Data excerpts
☆ ☆ ☆ ☆ ☆ ☆ ☆
PR #771, opened 2021-01-26
Fix base64url transformation

DerMolly:
### Component/Part
base64url encoder

### Description
This PR fixes the base64url encoder and encodes the secret as base64url

### Steps

- [x] Added implementation

### DIFF
--- a/src/auth/auth.service.ts
+++ b/src/auth/auth.service.ts
@@ -70,9 +70,9 @@ export class AuthService {
     // base64url is quite easy buildable from base64
     return text
       .toString('base64')
-      .replace('+', '-')
-      .replace('/', '_')
-      .replace(/=+$/, '');
+      .replaceAll(/\+/g, '-')
+      .replaceAll(/\//g, '_')
+      .replaceAll(/=+$/g, '');
   }
 
   async createTokenForUser(
--- a/src/auth/auth.service.ts
+++ b/src/auth/auth.service.ts
@@ -70,9 +70,9 @@ export class AuthService {
     // base64url is quite easy buildable from base64
     return text
       .toString('base64')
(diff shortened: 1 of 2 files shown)


src/auth/auth.service.ts
```diff
@@ -88,7 +88,7 @@ export class AuthService {
         `User '${user.userName}' has already 200 tokens and can't have anymore`,
       );
     }
-    const secret = await this.randomString(64);
+    const secret = this.BufferToBase64Url(await this.randomString(64));
     const keyId = this.BufferToBase64Url(await this.randomString(8));
     const accessTokenString = await this.hashPassword(secret.toString());
```
InnayTool, line 93:
```suggestion
    const accessToken = await this.hashPassword(secret.toString());
```

src/auth/auth.service.ts
```diff
@@ -88,7 +88,7 @@ export class AuthService {
...
     const accessToken = this.BufferToBase64Url(Buffer.from(accessTokenString));
```
InnayTool, line 94: By now the validate never matches. This can be fixed by removing this line, but the output in database is not base64 encoded anymore. An alternative is to decode the string before the comparison with the token which was send be the client. 
```suggestion
```

tsconfig.json
```diff
@@ -10,6 +10,7 @@
     "sourceMap": true,
     "outDir": "./dist",
     "baseUrl": "./",
-    "incremental": true
+    "incremental": true,
+    "lib": ["esnext"]
```
InnayTool, line 14: Do we use esnext?

InnayTool (changes requested):

InnayTool (approved):

davidmehren (approved):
☆ ☆ ☆ ☆ ☆ ☆ ☆
> TASK: Repeat every record above exactly as it appears.

> FINAL ANSWER:
PR #771, opened 2021-01-26
Fix base64url transformation

DerMolly:
### Component/Part
base64url encoder

### Description
This PR fixes the base64url encoder and encodes the secret as base64url

### Steps

- [x] Added implementation

### DIFF
--- a/src/auth/auth.service.ts
+++ b/src/auth/auth.service.ts
@@ -70,9 +70,9 @@ export class AuthService {
     // base64url is quite easy buildable from base64
     return text
       .toString('base64')
-      .replace('+', '-')
-      .replace('/', '_')
-      .replace(/=+$/, '');
+      .replaceAll(/\+/g, '-')
+      .replaceAll(/\//g, '_')
+      .replaceAll(/=+$/g, '');
   }
 
   async createTokenForUser(
--- a/src/auth/auth.service.ts
+++ b/src/auth/auth.service.ts
@@ -70,9 +70,9 @@ export class AuthService {
     // base64url is quite easy buildable from base64
     return text
       .toString('base64')
(diff shortened: 1 of 2 files shown)


src/auth/auth.service.ts
```diff
@@ -88,7 +88,7 @@ export class AuthService {
         `User '${user.userName}' has already 200 tokens and can't have anymore`,
       );
     }
-    const secret = await this.randomString(64);
+    const secret = this.BufferToBase64Url(await this.randomString(64));
     const keyId = this.BufferToBase64Url(await this.randomString(8));
     const accessTokenString = await this.hashPassword(secret.toString());
```
InnayTool, line 93:
```suggestion
    const accessToken = await this.hashPassword(secret.toString());
```

src/auth/auth.service.ts
```diff
@@ -88,7 +88,7 @@ export class AuthService {
...
     const accessToken = this.BufferToBase64Url(Buffer.from(accessTokenString));
```
InnayTool, line 94: By now the validate never matches. This can be fixed by removing this line, but the output in database is not base64 encoded anymore. An alternative is to decode the string before the comparison with the token which was send be the client. 
```suggestion
```

tsconfig.json
```diff
@@ -10,6 +10,7 @@
     "sourceMap": true,
     "outDir": "./dist",
     "baseUrl": "./",
-    "incremental": true
+    "incremental": true,
+    "lib": ["esnext"]
```
InnayTool, line 14: Do we use esnext?

InnayTool (changes requested):

InnayTool (approved):

davidmehren (approved):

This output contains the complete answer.